Policy interventions, stipulated by government as means of weaning the country off aid from donor agencies, are in the right direction, a former Rector of the Ghana Institute of Management and Public Administration (GIMPA), Prof. Steve Adei has said.
He said the initiative, apart from Nkrumah’s vision of ‘self-government now’, could be the best economic policy when government is able to fully execute and implement programmes which are designed to position the country to move beyond aid.
Prof. Adei, addressing participants at the Institute of Chartered Accountants Ghana (ICAG), annual public lecture in Accra, said, “ initiatives including the One District One Factory (1D1F), One Village, One Dam, Planting for Food and Jobs, One District, One Warehouse and the Free SHS policy, could propel Ghana to gradually move beyond aid.”
He explained that such policies, could help restructure the economy when government considers them as not just a political mantra, but as interventions which could serve as catalyst for the country’s economic revival.
Prof. Adei maintained that though no country can be economically independent from aid, a drastic reduction in our reliance on aid and handouts from the West could only come from viable economic policies.
“It is one of the reasons why I would personally want government to gradually pursue such policies carefully and not yield to pressures by the opposing side, to quickly implement them without careful planning. Undue pressure from the citizenry to rapidly implement such promises could lead to their failure. In my view, it would take at least three years for most of such policies to start yielding fruit,” Prof.
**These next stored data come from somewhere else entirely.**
PR #125, opened 2020-12-16
ci: fix deployment of kubernetes manifests, simplify pipeline slightly

### LINKED ISSUE #115: [CI/CD] The release pipeline is no longer uploading manifests to S3
Before the release was performed in Travis:
 - https://github.com/newrelic/nri-prometheus/blob/v2.1.0/.travis.yml

Then it was moved to github Actions, however the manifests are no longer uploaded.

roobre:
This PR slightly modifies the release process so deployment yamls are generated by goreleaser as a hook, rather than with `go generate` as before.

The main reason for this change is being able to leverage goreleaser's `{{.Version}}` and `{{.Major}}.{{.Minor}}` tags, which unfortunately cannot be used in to define environment variables (i.e. in the `env` section.

The deploy-yaml script gathers these versions from the command line (passed by goreleaser) ~~and also discerns whether we are doing a prerelease or not from the env var `PRERELEASE`, which is is set by github actions.~~

Manifests are uploaded to s3 on pre-release event, like it was the case before.

### Tasks
- [x] Refactor manifest generation
- [x] Push manifests to S3

---

Fixes #115


roobre:
Rebased

roobre:
All the logic for releasing has been moved to pre-releases (like in [nri-redis](https://github.com/newrelic/nri-redis)). This is a side effect of how the pipeline was initially designed: A pre-release is done, everything gets compiled and uploaded by goreleases, then it is promoted to a release. Refactoring this logic and incorporating docker images and s3 manifests to it is very costly due to how goreleaser works, so it has been outscoped from this PR.

paologallinaharbur (approved):
Awesome, thanks, the main purpose is to fix the bug.

This whole pipeline should be refactored in the future

.github/workflows/prerelease.yml
```diff
@@ -3,10 +3,8 @@ name: Release pipeline
 on:
   release:
     types:
-       # a pre-release is created
+      # a pre-release is created
       - prereleased
-      # a release or draft of a release is published, or a pre-release is changed to a release
-      - released
     tags:
```
paologallinaharbur, line 8: is this required? isn't run twice when a release is created?

.goreleaser.yml
```diff
@@ -107,8 +112,7 @@ dockers:
       - nri-prometheus
     image_templates:
       - 'newrelic/nri-prometheus:{{ .Major }}.{{ .Minor }}'
-    # auto mean that if version has rc-1 or similar it won't be pushed
```
paologallinaharbur, line 110: rc-1?

build/release.mk
```diff
@@ -29,9 +29,14 @@ release/deps: $(GORELEASER_BIN)
 release/build: release/deps release/clean
 ifeq ($(PRERELEASE), true)
```
paologallinaharbur, line 30: I still do not understand this... the pipeline is run for prerelease and for release but we push for pre-release only?

.github/workflows/prerelease.yml
roobre: It should be run on pre-release only, that's why I removed the `- released` line.

.goreleaser.yml
roobre: Nonsense from the goreleaser docs. Apparently it won't push the image if it detects the tag has some `rc` suffixes or something like that. Since we are not using it and I didn't want that to bite us in the ass, I stripped it.

build/release.mk
roobre: Pipeline itself is run on `pre-release`, which causes GHA to set `PRERELEASE` to true. However, the `release/build` reciped target is called from another recipe that is run in the push/pr pipeline.

I think this is done to test that packages build in all arches. Rather than just copying the `goreleaser build ...` line, it is called instead. I am not very sure why.

paologallinaharbur (dismissed):

PR #126, opened 2020-12-16
Load Tests in GHA

paologallinaharbur:
This PR adds a pipeline running automatically load test each time a PR is opened and the code is pushed to main.

The image is compiled, deployed with `Skaffold`, the load test chart is deployed with 800 targets and the results from the
prometheus output are collected and parsed with a golang help tool.

Moreover I refactored the code including in the `load-test`
folder all the tool useful for that pourpose (chart, mockexporter and the dockerfile, sample data)

The `git diff` is a big confused by the refactor since the new folder is named as the old load-test chart name

Screen Shot 2020-12-18 at 10 02 18 AM

**The test fail since it is pointing to the mock data assuming they are already in main branch**


.github/workflows/load_test.yml
```diff
@@ -0,0 +1,38 @@
...
+        uses: actions/checkout@v2
+      - uses: actions/setup-go@v2
+        with:
+          go-version: '^1.13.1'
+      - name: Installing dependencies yq and skaffold
+        run: |
+          sudo wget -O /usr/local/bin/yq https://github.com/mikefarah/yq/releases/download/3.3.0/yq_linux_amd64
+          sudo chmod +x /usr/local/bin/yq
+      - name: Setup Minikube
+        uses: manusa/actions-setup-minikube@v2.0.1
```
roobre, line 24: Could we bump this to the latest version?
```suggestion
        uses: manusa/actions-setup-minikube@v2.2.0
```

paologallinaharbur: definetely

.github/workflows/load_test.yml
```diff
@@ -0,0 +1,38 @@
...
+    types:
+      - prereleased
+  pull_request:
+    branches: [ feat/automatizeLoadTests, main ]
+
+name: Running Load Tests
+jobs:
+  load_tests:
+    name: unning Load Tests
+    runs-on: ubuntu-latest
```
roobre, line 12: `setup-minikube` seems to be quite coupled to the ubuntu version ([see readme](https://github.com/manusa/actions-setup-minikube/#setup-minikube-github-action)). I'd suggest to pin this to `20.04` (which is supported in `2.2.0`)
```suggestion
    runs-on: ubuntu-20.04
```

paologallinaharbur: 👍

load-test/README.md
```diff
@@ -1,62 +1,17 @@
-# New Relic's Prometheus Load Generator
```
paologallinaharbur, line 1: This is what I mean in the PR description, git is comparing to different READMEs

gsanchezgavier (approved):
great thanks!

load-test/laod_test.sh
```diff
@@ -0,0 +1,55 @@
+#!/bin/bash
+
+#Clean away old resources not useful anymore
```
roobre, line 3: I'd suggest adding `set -e` to the script, which causes the whole script to stop executing and return failure when a line fails. This can help debugging and stop potentially undesired side-effects.
```suggestion
#!/bin/bash

set -e

#Clean away old resources not useful anymore
```

load-test/laod_test.sh
```diff
@@ -0,0 +1,55 @@
...
+  # dos2unix ./load-test/load_test.results
+}
+
+#Verify the results of the tests (memory, time elapsed, total targets)
+verifyResults(){
+  # we need the loadtests flag in order to make sure that these tests are run only needed
+  go test -v -tags=loadtests ./load-test/...
+}
+
+#Not used for CI, useful for localenvironemnt only
```
roobre, line 39: Why is this not used for CI? CI `run` script seems to do the same as this.

roobre:
Other than the minor comments this feels superb, great job!

load-test/laod_test.sh
paologallinaharbur: actually yes, I refactored it and I forgot to update it!

load-test/laod_test.sh
paologallinaharbur: I'll add also this

gsanchezgavier (approved):

Issue #120, opened 2020-12-14
Update prometheus and telemetry-sdk


roobre:
Right now POMI uses quite old versions of `github.com/prometheus/common`. `github.com/prometheus/client_golang` and `github.com/newrelic/newrelic-telemetry-sdk-go`.

It would be nice to bump those versions to benefit from potential performance improvements and bug fixes.

Issue #116, opened 2020-12-11
403 response on telemetry SDK


gsanchezgavier:
[NOTE]: # ( ^^ Provide a general summary of the issue in the title above. ^^ )

## Description
[NOTE]: # ( Describe the problem you're encountering. )
[TIP]:  # ( Do NOT share sensitive information, whether personal, proprietary, or otherwise! )
Some request are being rejected by Telemetry API with 413 error. this packages are dropped and the metric lost. 
## Expected Behavior
[NOTE]: # ( Tell us what you expected to happen. )
The packages are corectly choped by the telemetry sdk 

## [NR Diag](https://docs.newrelic.com/docs/using-new-relic/cross-product-functions/troubleshooting/new-relic-diagnostics) results
[NOTE]: # ( Provide any other relevant log data. )
[TIP]:  # ( Scrub logs and diagnostic information for sensitive information )

## Steps to Reproduce
[NOTE]: # ( Please be as specific as possible. )
[TIP]:  # ( Link a sample application that demonstrates the issue. )
In a high load environment (the chance to reproduce it increase) look at the log message. We start to see this error with more than 400 targets. 
## Your Environment
[TIP]:  # ( Include as many relevant details about your environment as possible including the running version of New Relic software and any relevant configurations. )

## Additional context
[TIP]:  # ( Add any other context about the problem here. For example, relevant community posts or support tickets. )
A PR has been submitted to the sdk . After [this is released](https://github.com/newrelic/newrelic-telemetry-sdk-go/pull/39), the dependency should be updated.

RichVanderwal:
The [PR](https://github.com/newrelic/newrelic-telemetry-sdk-go/pull/39) has been merged, and is awaiting the next release of the Go Telemetry SDK.

paologallinaharbur:
@RichVanderwal is it scheduled already next release?

PR #127, opened 2020-12-17
feat(dependencies): updated telemetrySDK, promClient

paologallinaharbur:
Updating the dependency of telemetrySDK and of the prometheus client we solve the "entity too large 413" issue and we avoid the risk to fall too "behind" with client versions

fix https://github.com/newrelic/nri-prometheus/issues/116
fix https://github.com/newrelic/nri-prometheus/issues/120


go.mod
```diff
@@ -8,22 +8,21 @@ require (
...
 	github.com/onsi/ginkgo v1.10.1 // indirect
 	github.com/onsi/gomega v1.7.0 // indirect
 	github.com/pelletier/go-toml v1.2.1-0.20181124002727-27c6b39a135b // indirect
-	github.com/pkg/errors v0.8.1
-	github.com/prometheus/client_golang v0.9.3
-	github.com/prometheus/client_model v0.0.0-20190129233127-fd36f4220a90
-	github.com/prometheus/common v0.4.0
-	github.com/sirupsen/logrus v1.3.0
+	github.com/pkg/errors v0.9.1
+	github.com/prometheus/client_golang v1.9.0
```
roobre, line 16: Just checked the breaking changes according to [the changelog](https://github.com/prometheus/client_golang/blob/master/CHANGELOG.md#100--2019-06-15) and we don't seem to be using anything there.

roobre (approved):
lgtm

go.mod
```diff
@@ -8,22 +8,21 @@ require (
 	github.com/hashicorp/hcl v1.0.1-0.20190611123218-cf7d376da96d // indirect
 	github.com/imdario/mergo v0.3.8 // indirect
 	github.com/newrelic/infra-integrations-sdk v1.0.1-0.20201016141521-6fdfe28ad6c0
```
roobre, line 10: Just a small comment tho, have we tried to upgrade this and see what breaks?

roobre: It would seem that [v3.0.0](https://github.com/newrelic/infra-integrations-sdk/blob/master/CHANGELOG.md#300-beta) onwards removed protocol v1, so let's hold this for now.

PR #135, opened 2021-01-05
dockerfile: upgrade base image to alpine:3.12

### LINKED ISSUE #134: Upgrade base image to alpine:3.12

## Description

`alpine:3.9` contains [`OpenSSL 1.1.1g`](https://pkgs.alpinelinux.org/packages?name=openssl&branch=v3.9), which has a [security vulnerability](https://nvd.nist.gov/vuln/detail/CVE-2020-1971).

Upgrading is not trivial as the release dockerfile forces `musl=1.1.20-r5` for reasons that are not clear to me.

roobre:
Fixes #134


Dockerfile.release
```diff
@@ -1,11 +1,9 @@
-FROM alpine:3.9
+FROM alpine:3.12
 
 ARG BINARY=nri-prometheus
 
 RUN apk add --no-cache --upgrade \
-        ca-certificates \
-        musl=1.1.20-r5
```
roobre, line 7: It is unclear to me why this specific version of musl was pinned before. I did some basic sanity checks (i.e. checking that the integration launches) without it and it seems to run properly.

roobre: @carlosroman According to the blame it was you who introduced this pin, do you by chance remember the reason? Thanks!

arvdias: according to this list of packages https://pkgs.alpinelinux.org/packages?name=musl&branch=v3.12&repo=main&arch=x86_64. Alpine 3.12 has a more recent version of musl, so we should be fine removing that pinned version (unless the pinned version was for some backwards compat issue)

arvdias (approved):

Issue #136, opened 2021-01-19
Regenerate windows installer GUIDs and upgrade codes


roobre:
[NOTE]: # ( ^^ Provide a general summary of the issue in the title above. ^^ )

## Description
[NOTE]: # ( Describe the problem you're encountering. )
[TIP]:  # ( Do NOT share sensitive information, whether personal, proprietary, or otherwise! )

Some upgrade codes and GUIDs are identical to the ones used in https://github.com/newrelic/nri-redis, and should be changed.

PR #138, opened 2021-01-20
fix(ci/cd): build pipeline and windows package codes

paologallinaharbur:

Adei stated.
In May last year, the EU Ambassador, William Hanna, donating equipment and items worth GHS 2.3 million to the Ghana Immigration Service, said, “I am thinking that in a country, where the President is talking about moving beyond aid, Ghana should maybe move away from the Oliver twist reference of ‘asking for more’ and reference Great Expectations, another book by Dickens.”
But Prof Adei, however, said the comment by the EU ambassador only means the West is actually expecting a paradigm shift from depending on donor agencies into critically formulating policies that can somehow alter our economic fortunes for good.
A council member of ICAG, Ms. Rebecca Lomo, who chaired the event, maintained that the Institute recognizes government’s effort through the 1D1F, Planting for Food and Jobs and several of the other initiatives.
“What we hope for is the will for government to carefully and wilfully implement all these policies to create opportunities for all Ghanaians,” she said.